> _Task directions_
In the entries below, find the line with "PR #1565, opened 2021-06-16" and the line with "neheb, line 117: looks". Return those two lines and all lines between them, exactly.

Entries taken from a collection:
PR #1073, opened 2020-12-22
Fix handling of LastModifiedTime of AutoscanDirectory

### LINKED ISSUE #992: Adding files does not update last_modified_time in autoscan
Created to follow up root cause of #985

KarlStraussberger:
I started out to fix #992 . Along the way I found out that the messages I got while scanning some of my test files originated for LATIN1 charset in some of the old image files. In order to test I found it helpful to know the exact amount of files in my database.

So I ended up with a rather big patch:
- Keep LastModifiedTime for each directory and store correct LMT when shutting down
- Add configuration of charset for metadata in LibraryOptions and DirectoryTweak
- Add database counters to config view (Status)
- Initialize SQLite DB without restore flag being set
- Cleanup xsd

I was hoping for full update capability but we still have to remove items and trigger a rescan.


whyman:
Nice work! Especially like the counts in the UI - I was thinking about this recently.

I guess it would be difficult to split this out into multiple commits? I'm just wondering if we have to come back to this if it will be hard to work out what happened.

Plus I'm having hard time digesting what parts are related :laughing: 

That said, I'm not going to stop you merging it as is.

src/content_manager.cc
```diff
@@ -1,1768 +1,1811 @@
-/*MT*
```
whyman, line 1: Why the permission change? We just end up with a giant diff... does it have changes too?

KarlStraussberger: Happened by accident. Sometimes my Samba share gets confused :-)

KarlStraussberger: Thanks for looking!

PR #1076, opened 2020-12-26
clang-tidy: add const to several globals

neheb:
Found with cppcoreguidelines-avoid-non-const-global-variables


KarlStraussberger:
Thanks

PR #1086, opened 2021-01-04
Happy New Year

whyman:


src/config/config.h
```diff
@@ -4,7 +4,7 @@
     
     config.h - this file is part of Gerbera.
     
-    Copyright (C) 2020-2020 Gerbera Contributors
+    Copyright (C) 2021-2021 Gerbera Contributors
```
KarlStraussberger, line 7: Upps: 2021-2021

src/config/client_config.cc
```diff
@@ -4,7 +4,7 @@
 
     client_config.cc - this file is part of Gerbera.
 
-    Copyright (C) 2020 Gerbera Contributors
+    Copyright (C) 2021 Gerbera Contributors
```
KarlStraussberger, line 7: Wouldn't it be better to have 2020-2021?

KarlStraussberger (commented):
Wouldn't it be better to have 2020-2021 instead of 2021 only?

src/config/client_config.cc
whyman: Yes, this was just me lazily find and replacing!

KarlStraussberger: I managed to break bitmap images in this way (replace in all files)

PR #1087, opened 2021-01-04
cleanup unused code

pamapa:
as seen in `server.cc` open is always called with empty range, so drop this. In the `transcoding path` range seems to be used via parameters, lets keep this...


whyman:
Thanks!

---

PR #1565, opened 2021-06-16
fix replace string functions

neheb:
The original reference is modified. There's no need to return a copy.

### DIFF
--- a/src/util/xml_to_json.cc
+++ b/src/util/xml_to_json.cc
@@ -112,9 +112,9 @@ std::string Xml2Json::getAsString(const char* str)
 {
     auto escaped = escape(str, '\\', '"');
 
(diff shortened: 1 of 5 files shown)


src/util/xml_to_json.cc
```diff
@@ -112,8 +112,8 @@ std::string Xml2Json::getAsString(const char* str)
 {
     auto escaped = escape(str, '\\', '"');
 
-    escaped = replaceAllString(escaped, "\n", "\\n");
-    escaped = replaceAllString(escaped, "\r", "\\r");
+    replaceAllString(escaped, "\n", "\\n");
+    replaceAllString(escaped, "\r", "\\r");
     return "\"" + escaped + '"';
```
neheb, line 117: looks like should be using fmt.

> _Problem solution_
PR #1565, opened 2021-06-16
fix replace string functions

neheb:
The original reference is modified. There's no need to return a copy.

### DIFF
--- a/src/util/xml_to_json.cc
+++ b/src/util/xml_to_json.cc
@@ -112,9 +112,9 @@ std::string Xml2Json::getAsString(const char* str)
 {
     auto escaped = escape(str, '\\', '"');
 
(diff shortened: 1 of 5 files shown)


src/util/xml_to_json.cc
```diff
@@ -112,8 +112,8 @@ std::string Xml2Json::getAsString(const char* str)
 {
     auto escaped = escape(str, '\\', '"');
 
-    escaped = replaceAllString(escaped, "\n", "\\n");
-    escaped = replaceAllString(escaped, "\r", "\\r");
+    replaceAllString(escaped, "\n", "\\n");
+    replaceAllString(escaped, "\r", "\\r");
     return "\"" + escaped + '"';
```
neheb, line 117: looks like should be using fmt.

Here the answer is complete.